# What's this growth on the bottom?



## fildowns (May 17, 2008)

the bottom of my Bachmann spectrum mogul engine that is! 

Is it some sort of fixture for display, or does it stop the wheels coming off on sharp curves or...?

 

Because it's always been either pitch black or raiining hard when I've been home over the last week or so I've not been able to run it since it's purchase otherwise I would have just tried it out...but I'm interested to know what it's for.

One of the screws is missing from the centre and it means the device can spin round...probably not good...


----------



## peter bunce (Dec 29, 2007)

Hi, 

That stops the center (flangless) center axle moving sideways, it can be removed without any harm, and it will allow the loco to go round sharp(er) curves - keep it safe in case the loco is sold later and it can then go with it.


----------



## fildowns (May 17, 2008)

oh...I thought if anything it was going to be for when you wanted to run on sharp curves, to stop the blind drivers drifting off the track!
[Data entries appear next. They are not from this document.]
PR #2574, opened 2017-02-17
TPACKET_V3 fixes: packet parsing and VLAN handling

gozzy:
1. We still need to handle tp_vlan_tci to pass VLAN information properly...
   AFPWritePacket() now handles both V2 and V3 cases.
2. AFPParsePacketV3() saved tpacket_block_desc structure instead of tpacket3_hdr.
   The bug was introduced when V3 support was added, but somehow it worked for some setups.
   C makes everything possible :)

### DIFF
--- a/src/source-af-packet.c
+++ b/src/source-af-packet.c
@@ -679,6 +679,8 @@ static TmEcode AFPWritePacket(Packet *p, int version)
     int socket;
     uint8_t *pstart;
     size_t plen;
+    union thdr h;
+    uint16_t vlan_tci = 0;
 
     if (p->afp_v.copy_mode == AFP_COPY_MODE_IPS) {
         if (PACKET_TEST_ACTION(p, ACTION_DROP)) {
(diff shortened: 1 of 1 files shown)


gozzy:
It seems that I've found some issues related to TPACKET_V3. Somehow it worked when I tested it before, but with 3.2.1 release, TPACKET_V3 started to behave weird.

My minimum is 12ft dia....I should think I could leave it on??


----------



## Trains West (Oct 4, 2008)

I found it gets hung up on turnouts and stuff on the track so I took it off and have seen no problems


----------



## fildowns (May 17, 2008)

catching on switches etc that was what I was concerned about. I'll remove it and see how it goes. The worst I have curvewise is an ess from 12ft dia and all my switches are R5.

thanks for your quick replies guys!


----------



## Rayman4449 (Jan 2, 2008)

So THAT's why my mogul would come off in the corners...so it was missing this guide! After I bought mine (used) I immediately found that even on 20ft diam corners the flangeless drivers would fall off to one side and it would ride crooked. I ended up taking the center drivers off and filing the back of the driver down some so the drivers would sit further in closer to the body. 

It works fine now but this is what was missing off the engine! LOL So glad you posted this Phil. 


Raymond


----------



## fildowns (May 17, 2008)

[sigh] nothing's ever easy!

it's a shame it doesn't just have flanges with some side play for tight curves!

Does anyone want a swap with a 4-4-0? LOL!!


----------



## fildowns (May 17, 2008)

Posted By Rayman4449 on 11/10/2008 8:38 AM
So THAT's why my mogul would come off in the corners...so it was missing this guide! After I bought mine (used) I immediately found that even on 20ft diam corners the flangeless drivers would fall off to one side and it would ride crooked. I ended up taking the center drivers off and filing the back of the driver down some so the drivers would sit further in closer to the body. 

It works fine now but this is what was missing off the engine! LOL So glad you posted this Phil. 

Raymond


Look at that even newbies are just so helpful haha!!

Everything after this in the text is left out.